(Material for this exercise)
^^^^^^^^

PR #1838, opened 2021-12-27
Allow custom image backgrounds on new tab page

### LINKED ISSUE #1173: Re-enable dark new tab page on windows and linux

^^^^^^^^

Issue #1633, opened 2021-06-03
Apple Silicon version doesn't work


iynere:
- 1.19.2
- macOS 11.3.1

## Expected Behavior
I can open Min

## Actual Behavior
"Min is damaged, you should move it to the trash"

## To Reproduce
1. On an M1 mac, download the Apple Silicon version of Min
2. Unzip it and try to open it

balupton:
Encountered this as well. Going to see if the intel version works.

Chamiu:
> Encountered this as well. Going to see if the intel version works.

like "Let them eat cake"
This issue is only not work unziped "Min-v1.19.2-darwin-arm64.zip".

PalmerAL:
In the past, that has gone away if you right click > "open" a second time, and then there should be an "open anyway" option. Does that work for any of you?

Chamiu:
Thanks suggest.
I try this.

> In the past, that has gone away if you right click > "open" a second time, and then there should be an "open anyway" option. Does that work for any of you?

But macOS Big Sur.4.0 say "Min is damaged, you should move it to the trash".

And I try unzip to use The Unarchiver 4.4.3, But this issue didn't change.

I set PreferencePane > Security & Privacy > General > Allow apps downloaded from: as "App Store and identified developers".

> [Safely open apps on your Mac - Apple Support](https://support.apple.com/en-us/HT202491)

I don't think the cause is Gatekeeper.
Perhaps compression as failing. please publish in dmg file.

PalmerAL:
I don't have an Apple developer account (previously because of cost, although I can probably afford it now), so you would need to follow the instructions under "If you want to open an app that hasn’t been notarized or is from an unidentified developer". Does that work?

^^^^^^^^

(What is required) Go through the listing above and copy each line that contains "version".

(Written answer)
Apple Silicon version doesn't work
1. On an M1 mac, download the Apple Silicon version of Min
Encountered this as well. Going to see if the intel version works.
> Encountered this as well. Going to see if the intel version works.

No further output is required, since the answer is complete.